The Effect of Cobalt Incorporation into Nickel–Iron Oxide/(oxy)hydroxide Catalyst on Electrocatalytic Performance Toward Oxygen Evolution Reaction

Abstract

This work presents a study on the influence of the addition of cobalt into state‐of‐the‐art nickel–iron (NiFe) mixed oxides/hydroxides/(oxy)hydroxides on their structural and morphological properties, and oxygen evolution reaction (OER) catalytic activity. A one‐step electrodeposition process is performed without any additives to fabricate NiFe and x cobalt‐doped nickel/iron (xCoNiFe) layer‐double‐hydroxide catalysts directly on nickel foam.
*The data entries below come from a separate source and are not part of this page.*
PR #238, opened 2021-05-06
update transformers dependency

arnaudvl:
Update transformers dependency and functionality (preprocessing, saving/loading, example) for TensorFlow and PyTorch.

### DIFF
--- a/alibi_detect/cd/tensorflow/preprocess.py
+++ b/alibi_detect/cd/tensorflow/preprocess.py
@@ -6,34 +6,57 @@ from typing import Dict, Optional, Union
 from alibi_detect.utils.tensorflow.prediction import predict_batch, predict_batch_transformer
 
 
-class UAE(tf.keras.Model):
+class _Encoder(tf.keras.Model):
     def __init__(
             self,
-            encoder_net: tf.keras.Sequential = None,
-            input_layer: Union[tf.keras.layers.Layer, tf.keras.Model] = None,
-            shape: Optional[tuple] = None,
-            enc_dim: int = None
+            input_layer: Union[tf.keras.layers.Layer, tf.keras.Sequential, tf.keras.Model],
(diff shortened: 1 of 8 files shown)


alibi_detect/cd/tensorflow/preprocess.py
```diff
@@ -6,34 +6,57 @@
 from alibi_detect.utils.tensorflow.prediction import predict_batch, predict_batch_transformer
 
 
+class _Encoder(tf.keras.Model):
+    def __init__(
+            self,
+            input_layer: Union[tf.keras.layers.Layer, tf.keras.Sequential, tf.keras.Model],
```
jklaise, line 12: Technically every `tf.keras.Sequential` model is an instance of `tf.keras.Model`, so we could simplify all type hints to just `tf.keras.Model`? Hopefully people wouldn't take it as `tf.keras.Sequential` is not allowed.

alibi_detect/utils/pytorch/prediction.py
```diff
@@ -90,7 +90,7 @@ def predict_batch_transformer(x: Union[np.ndarray, torch.Tensor], model: Union[n
         for i in range(n_minibatch):
             istart, istop = i * batch_size, min((i + 1) * batch_size, n)
             tokens = tokenizer.batch_encode_plus(  # type: ignore
```
jklaise, line 92: The transformer docs say `batch_encode_plus` is deprecated and `__call__` should be used: https://huggingface.co/transformers/internal/tokenization_utils.html?highlight=batch_encode_plus#transformers.tokenization_utils_base.PreTrainedTokenizerBase.batch_encode_plus

alibi_detect/cd/tensorflow/preprocess.py
arnaudvl: Good point, I will raise this in a separate issue since both are used across the library.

The addition of cobalt nitrate in the synthesis solution significantly affects the final form of the catalyst: the addition of 2 mm cobalt nitrate into the aqueous solution of 4 mm nickel and iron nitrate stabilizes the electrochemical synthesis of the catalyst, which leads to the formation of a homogenously spread 3D interconnected structure with a high electroactive surface area (0.07 cm2, 1.1 m2 cm−2: including nickel foam substrate); it induces the formation of Ni3+ desirable for the formation of the catalytically active (oxy)hydroxides, which is not observed for the state‐of‐the‐art NiFe. The significant role of the addition of cobalt translates into improved preliminary OER catalytic stability and activity of the catalyst with an onset potential of 1.40 V, overpotential of 224 mV determined at 10 mA cm−2, and only 0.7% loss in stability after 22 h working in alkaline conditions compared with the initial parameters.